To understand this better, we can take a closer look at the V8 engine that node runs on top of. This blog post does a really good job explaining how V8 handles memory. Essentially, the V8 engine has 2 methods of running Garbage Collection.

  1. Mark-Sweep — relatively slow but frees all non-referenced memory
  2. Scavenge Compact — fast but incomplete

Looking at our outputs, we can see that “gcScavengeCount” was run 32 times, and that the “gcMarkSweetCompact” was run 4 times. The memwatch ‘stat’ hook only fired when the “gcMarkSweep” was performed, but not when the Scavenge was.

When garbage collection runs, it interrupts the execution of the application.
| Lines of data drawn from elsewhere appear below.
PR #2079, opened 2025-06-10
ci: specify nightly ci jobs

toidiu:


evanrittenhouse (approved):

.github/workflows/nightly.yml
```diff
@@ -74,7 +70,6 @@ jobs:
         uses: dtolnay/rust-toolchain@master
         with:
           toolchain: ${{ env.RUSTTOOLCHAIN }}
-          components: rustfmt
```
evanrittenhouse, line 77: Should we call the `fuzz` job `fuzz_nightly` as well?

toidiu: fuzz requires nightly to work so there is no stable equivalent. I think we avoid the suffix for fuzz since nightly is simply an implementation detail.

Btw the goal of this will to make the nightly jobs as not required for PRs since new clippy warnings can block merges

LPardue: Comedy timing https://blog.rust-lang.org/inside-rust/2025/06/21/announcing-the-clippy-feature-freeze/

PR #2081, opened 2025-06-15
Option to disable BBR code that attempts to avoid bandwidth overestimation

antoniovicente:


antoniovicente:
> Can we add some details into why this would help in the commit message?

Added an explanation.  Also note that this is just exposing a config knob that we can use to tweak the behavior of the library from the outside.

So by waiting to run Mark-Sweep until there is a larger chunk of memory to clean, and using the Scavenge Compact method more frequently in between cleans, the V8 engine prioritizes the applications’ performance while still managing the memory usage at a reasonable level.

It turns out you can manually configure how large the chunk will be by using the flag max-old-space-size . This flag gets piped down from the node invocation down to V8 and is the tipping point after which “V8 will spend more time on garbage collection in an effort to free unused memory”.

Now here’s the rub: The default value for this setting is 512MB

This means that if the memory you have allocated for your lambda is less than 512MB, then very likely, your app will run out of memory before the garbage collection kicks in

AFAIK in AWS Lambda, there is no way to introduce this flag or even use the — expose-gc flag (which allows you to manually run garbage collection).

Conclusion

To summarize, If you are running a NodeJS Lambda in AWS, and you’re seeing the memory continue to rise to the point where there is no memory left, all you need to do is increase the memory to greater than 512MB.You can do this by navigating to Configuration > General configuration > Edit

General_Configuration

Other Considerations

Increasing your Lambda’s memory could increase the cost incurred from running the Lambda. Check here to see the AWS Lambda pricing structure.Ironically though, bumping up the memory for our Lambda may save on costs as our average latency and run duration was reduced by a third.